Someone should've told Pope jumper lady and terrorist pants guy that the Worst of 2009 lists already went out....
I made an oral joke and he laughed... That's when I realized I wasn't Daddy's Little Girl anymore.
I just ate nachos topless with a fork. Live with meeee
Bad news. I lost my teeth. Good news. I can still take a guy home sans teeth.
Taped crackers to the wall. Sat I'n the dryer. Bobby had to pull me out by my hair. No more.
Just had a shirt made that says "I'm sorry" going to wear it every sat and sun morning for the foreseeable future
We could make it cute. Like "oh those two cute lesbians who are about five foot two who sell the cocaine down the street. You know the ones? With the Yorkies?"
Heard you had a bad day. I have vodka, chocolate and my dick here ready to put a smile back on your face.

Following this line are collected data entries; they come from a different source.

PR #3162, opened 2022-08-30
Graph v2 build tests albert

Orzelius:
a few fixes more

### DIFF
--- a/core/test/unit/src/plugins/container/container.ts
+++ b/core/test/unit/src/plugins/container/container.ts
@@ -26,9 +26,7 @@ import {
 } from "../../../../../src/plugins/container/helpers"
 import { getDockerBuildFlags } from "../../../../../src/plugins/container/build"
 import { actionFromConfig } from "../../../../../src/graph/actions"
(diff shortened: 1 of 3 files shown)


core/test/unit/src/plugins/container/container.ts
```diff
@@ -99,7 +97,7 @@ describe("plugins.container", () => {
       garden,
       log,
       config: parsed.moduleConfig,
```
vvagaytsev, line 99: Should this also be `config: parsed.moduleconfig.buildConfig`? If yes, then we'll have 2 identical methods here and in `helpers.ts`.

vvagaytsev (approved):
LGTM, please check one comment that I left.

core/test/unit/src/plugins/container/container.ts
Orzelius: probably yes, but because this `configure` here has no types and can't say for sure. I think we'll just have to come back to this once we can run the tests

PR #3163, opened 2022-08-30
fix(core): fixed concurrency issue with plugin tool downloads

edvald:
Fixes issues like

```
ENOTEMPTY: directory not empty, rename 
'/github/home/.garden/tools/kubectl/49eb930aa565a80f.1480f616' -> 
'/github/home/.garden/tools/kubectl/49eb930aa565a80f'
```

when fetching plugin tools automatically.


stefreak (approved):
good catch 👍

PR #3175, opened 2022-09-02
 improvement: upgraded gradle version to 7.5.1

vvagaytsev:

Fixes #

### DIFF
--- a/plugins/jib/gradle.ts
+++ b/plugins/jib/gradle.ts
@@ -15,12 +15,14 @@ import { resolve } from "path"
 import { pathExists } from "fs-extra"
 import { Writable } from "stream"
 
+const gradleVersion = "7.1.1"
+
 const spec = {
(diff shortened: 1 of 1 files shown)


plugins/jib/gradle.ts
```diff
@@ -15,12 +15,14 @@ import { resolve } from "path"
 import { pathExists } from "fs-extra"
 import { Writable } from "stream"
 
+const gradleVersion = "7.1.1"
```
Walther, line 18: typofix: need to update the version const to match the sha256sum

vvagaytsev: Good catch, thanks! Fixed it in https://github.com/garden-io/garden/pull/3175/commits/00258199f8d552eb20a1d91857265667f5193fdc

Walther (approved):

I felt like a responsible adult. A responsible adult that may or may not end up shitfaced. But not heaving purple puke into a urinal like last time because I'm classy now.
I really love you gals. I'm sorry again. I'm just super protective of my poutine
By the way can you translate "sorry, she played you bruh" to Spanish? Some Hispanic guy who spoke absolutely no English callled me last night and when I tried to tell him he had the wrong number the response was "como? No no no no...." And then click. He was gone
I should know better than to open your texts at the grocery store
Answered a bio test question bc of watching phineas and ferb. Remind me to always drink when studying.
Want to have dinner and we can talk about how my vagina can make you feel better?
I'm gonna ask his dad. Weed trumps broken heart any day.